Do a good job in writing your request for Proposals
If you don’t know what you’re out for then don’t expect others to figure it out for you – in most cases it won’t work like that. You’d better do your home work and identify 3 key factors before anything else:
The first pages of major search engines are equivalent to prime time slots on national TV networks: you can’t be there unless you’re willing to pay.
Do your research
I think it’s up to you to do some basic work before asking for RFPs.
If you’re not in the condition to do it internally, then hire an external consultant that will do it for you – a couple of days work (maybe a bit more) will be enough for a preliminary assessment of your website:
- develop a short list of quality, theme focused keywords
- evaluate website architecture and identify indexing barriers ((you might not be able to do this yourself so you can skip this point unless you get some professional help in this phase of your project))
- write out a short list of major competitors in your field already ranking of the search engines for your keywords
With this information you can write out your request for proposals:
Information you should include in your RFP
- An introductory chapter about your company
- who you are
- what you do
- which are your products or services you wish to promote online
- which are your markets
- identify your competitors, provide information about them
- Short list of keywords
- This is probably one of the biggest mistakes companies make when they write out RFPs – leave the keyword research up to the supplier.
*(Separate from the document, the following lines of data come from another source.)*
PR #2614, opened 2025-06-07
enable use of the numeric keypad to create boxes

### LINKED ISSUE #2613: digits of numpad aren't bound to object/message/(...) creation shortcuts
The `Put` menu mentions that Object can be created with shortcut `Mod+1`.

However the <kbd>1</kbd> key of the keyboard's numpad (when exists) cannot be used, which I've always  found odd.
The same for the other MOD+number shortcuts.

The fix is straightforward (add the five `<$::modifier-Key-KP_#>` to pd_bindings.tcl), but I don't know if this could hurt?

Ant1r:
fixes #2613

this simply corrects the inconsistency that currently prevents you, for example, from using the <kbd>1</kbd> key of the numeric keypad to create an object via the <kbd>Ctrl</kbd>+<kbd>1</kbd> shortcut.

### DIFF
--- a/tcl/pd_bindings.tcl
+++ b/tcl/pd_bindings.tcl
@@ -77,6 +77,11 @@ proc ::pd_bindings::global_bindings {} {
     bind all <$::modifier-Key-3>        {::pd_menucommands::scheduleAction menu_send_float %W floatatom 0}
     bind all <$::modifier-Key-4>        {::pd_menucommands::scheduleAction menu_send_float %W listbox 0}
     bind all <$::modifier-Key-5>        {::pd_menucommands::scheduleAction menu_send_float %W text 0}
+    bind all <$::modifier-Key-KP_1>     {::pd_menucommands::scheduleAction menu_send_float %W obj 0}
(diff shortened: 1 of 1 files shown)


millerpuckette:
Yes thanks... and a question: I just found myself on a Mac where command-3 wants to make a screen dump (and so you
can't use it to add a number box).  I'm not usually a Mac user... is this something that people just turn off in order to edit patches with Pd?  Or is this a problem for Mac users everywhere?

Ant1r:
> is this something that people just turn off in order to edit patches

I think so. But I'm not a regular MAC user either...
Perhaps it should be mentioned in the manual?

ben-wes:
i can report for macOS 15.5 (Sequoia) here. in this case, a fullscreen screen dump is made via `cmd`+`shift`+`3`, while `cmd`+`3` doesn't seem to be used by the OS itself.

just tested this PR with an external keyboard for the numpad. works perfectly well for me.

Ant1r:
it seems this was merged manually in f6c2e486b135b707ba93e3c8cb6afc37c7423ccb.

The whole proposal will depend on the keywords you target, different keywords mean different levels of competition, hence (completely) different strategies when it come to organic placement. By providing your set of keywords you level the field and force all bidders to provide equivalent proposals.
- Website statistics
- statistics are to websites like Xrays are to broken bones: without them you’re only guessing. A professional will certainly ask you for a sample – they are an essential piece of information to evaluate the status quo of your website.
Information you should require in your RFP
- A preliminary analysis of your website: you need to know their perception of your website
- Search Engine Optimization Proposal: they will not share secrets or provide full visibility in this very preliminary stage but you should require a global scenario identification with (some) details on the following aspects:
- On site optimization
- what is their approach ?
- what do they believe should be changed on site ?
- is new optimized content required ?
- is website architecture optimal or does it require modifications for it to become 100% search engine friendly ?
- is it possible to have a sample of optimized content they have generated ?
- will the work be done in house or are they outsourcing to contractors or 3rd parties ?
- Off site optimization
- what is their approach to linking ?
- based on their judgment, how many links would they estimate as necessary to rank for selected keywords ?
- would they rely on paid links ?
- what is the order of magnitude of a paid links budget ?
- Web 2.0
- would they support (and encourage) use of web 2.0 ?
- which strategy would they find appropriate ?
- On site optimization
- Cost Matrix
- a natural consequence of all this is going to be the bill – how much is it going to cost ?
- are there set up fees ?
- are there costs related to website architecture modifications ?
- which is the (estimated) link procurement budget ?
- how much is creation of new copy going to cost ?
- does the strategy foresee training and know how transfer to internal staff ?
- what will training fees be to bring internal staff up to speed and maintain the website optimization ?
- how long will the SEO efforts take to be implemented ?
- what are the costs of support on an annual basis ?
Show your Search Engine Knowledge
If you write out a great request for proposal Consultants and Agencies alike will understand you know what you are talking about, and provide quality proposals in line with your expectations.
Running the preliminary analysis and preparing the RFP is more work and effort on your side, but it will make things much easier when it comes to evaluating proposals once they’re in.
There is another aspect as well: Costs. Working out the activities that are necessary, and writing a detailed (well formulated) RFP will give you a pretty good understanding of how complex things are (especially when you analyze your competition).
There might be something missing here but it’s a step in the right direction and would certainly make things much easier for Consultants like myself to write out proposals … add whatever you feel is missing on my list.